I grinded the nail heads off. It worked the best for me. Just trying to pry them apart and depneding on the type of wood, you'll be pulling for a long time. Thats when I said screw it and got out the trusty Dremel. At night whose really gonna see it and it just adds to the character you're going for.

I found some long open eye hooks you can get at any hardware store. I screwed them in just above the window frame. I too have vinyl siding and done right, seal them with a little bit of paintable latex caulk. Paint the hooks close to the same color as the vinyl is.
On the top of the pallet frame, I used long fence nails, or you could bend them over, ans thats what hooks over the eye hooks. They hang just nicely over the window. For windy days I have smaller nails sticking out at the bottom to tie off twine too.


----------



## Bilbo (Dec 13, 2007)

I used a Sawz-all (reciprocating saw) to cut the nails between the boards.

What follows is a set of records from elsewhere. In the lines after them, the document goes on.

PR #2841, opened 2026-01-23
fix(axios): Allow axios instance per call

### LINKED ISSUE #653: Pass in custom axios instance

melloware:
Fix #653

### DIFF
--- a/packages/axios/src/index.ts
+++ b/packages/axios/src/index.ts
@@ -28,6 +28,7 @@ const AXIOS_DEPENDENCIES: GeneratorDependency[] = [
         values: true,
         syntheticDefaultImport: true,
       },
+      { name: 'AxiosInstance' },
       { name: 'AxiosRequestConfig' },
       { name: 'AxiosResponse' },
     ],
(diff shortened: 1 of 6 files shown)


melloware:
@soufDev  I copied your PR and ran `yarn update-samples` and this is what happened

These saws have many different blades you can use to cut everything from wood to metal to bone, and in many sizes. Best way I've found to take them apart.

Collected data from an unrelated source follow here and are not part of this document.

Issue #2839, opened 2026-01-23
TypeScript error with an optional parameter and optionsParamRequired: true


n-e:
### Description

When optionsParamRequired is true, and the schema has an optional parameter, a function such as this one is generated : 

```ts
const apiUser = (
    params?: ApiUserParams,
 options: TTTT=> { ... }
```

This is wrong, since there is a required argument after an optional argument

### Configuration (orval.config)

```ts
import { defineConfig } from "orval";

export default defineConfig({
  lichess: {
    input: {
      target: "schema.yml",
    },
    output: {
      target: "./client.gen.ts",
      client: "axios",
      optionsParamRequired: true,
      override: { mutator: { path: "mutator.ts", extension: ".ts" } },
    },
  },
});
```

### Environment

  System:
    OS: macOS 15.5
    CPU: (8) arm64 Apple M2
    Memory: 66.64 MB / 16.00 GB
    Shell: 5.9 - /bin/zsh
  npmPackages:
    orval: ^8.0.3 => 8.0.3 

### Expected behavior

The function should not have a required parameter after an optional one, for example:
```ts
const apiUser = (
    params: ApiUserParams | undefined,
 options: TTTT=> { ... }
```

### Actual behavior

TypeScript complains with

```
 A required parameter cannot follow an optional parameter.
```

### OpenAPI document (minimal, if applicable)

```yaml
openapi: 3.1.0
info:
  title: ""
paths:
  /api/apiUser:
    get:
      operationId: apiUser
      parameters:
        - in: query
          name: trophies
          schema:
            type: boolean
      responses:
        '200':
          description: The information of the user.
          content:
            application/json:
              schema:
                type: boolean
```

melloware:
@barrownicholas looks like you introduced this feature?

barrownicholas:
@melloware happy to take a crack at this!

melloware:
Ok assigned to you!

barrownicholas:
@melloware @n-e opened a PR: #2857

PR #2857, opened 2026-01-26
fix: #2839 (TypeScript error with an optional parameter and optionsParamRequired: true)

barrownicholas:
# Overview

Fixes: #2839 (TypeScript error with an optional parameter and optionsParamRequired: true)

# Detail

When `optionsParamRequired` is true, but body, header, etc., params are all optional, the `params` (and body) are optional. However, because they precede `options`, and `options` is now required, this error occurs:

``` A required parameter cannot follow an optional parameter.```

## Changed Behavior

Current Behavior:
```ts
const apiUser = (
    params?: ApiUserParams | undefined, // <-- note the '?'
    options: TTTT 
) => { ... }
```

New/Fixed Behavior:
```ts
const apiUser = (
    params: ApiUserParams | undefined, // <-- note the **absence** of '?'
    options: TTTT 
) => { ... }
```

### DIFF
--- a/docs/content/docs/reference/configuration/output.mdx
+++ b/docs/content/docs/reference/configuration/output.mdx
@@ -1195,7 +1195,7 @@ Enable URL encoding of path/query parameters.
 **Type:** `Boolean`
 **Default:** `false`
 
-Make the `options` parameter required.
+Make the `options` parameter required. Since the `options` parameter appears last in the parameter-set, any preceding parameters will also be required.
 
 ### propertySortOrder
 


packages/axios/src/index.ts
barrownicholas, line 1: This was a separate bug; it should have been fixed when `optionsParamRequired` was introduced, but I missed it.

melloware:
Looks like a merge conflict with the new docs

barrownicholas:
@melloware resolved that conflict!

As far as hanging, what I did was take a 2x4 that stretched across the top of my window and screwed 5 2x2 boards to that that matched the window trim (2 edges and 3 inner trim pieces) so they ended up like this I¯I¯I¯I. The pallet boards just got screwed haphazardly between the vertical boards. I have 2 longer screws that go through the horizontal 2x4 to grip the window frame. These I covered with rubber nibs I happened to have lying around to avoid damaging the woodwork.

The weight of the unit (which is considerable) is plenty to hold the piece in place. This is the only part of my haunted yard I need help installing. Tried to remove it by myself last year and almost ended up haunting my own yard.


----------



## NickG (Sep 12, 2006)

here's mine - made from pallet wood & hang onto window frames... super simple. added some fake spider web stuff and they look great. I used a hammer to knock the boards loose from one another enough to insert a crowbar and then pried them apart... you have to be careful because the wood is usually pretty brittle and splits easily.

http://hauntforum.com/showthread.php?t=8902&highlight=windows


----------



## Bloodhound (Oct 16, 2007)

I made these in 06. I used cup hook's and eye screws to hold them up. I made these out of left over plywood.


----------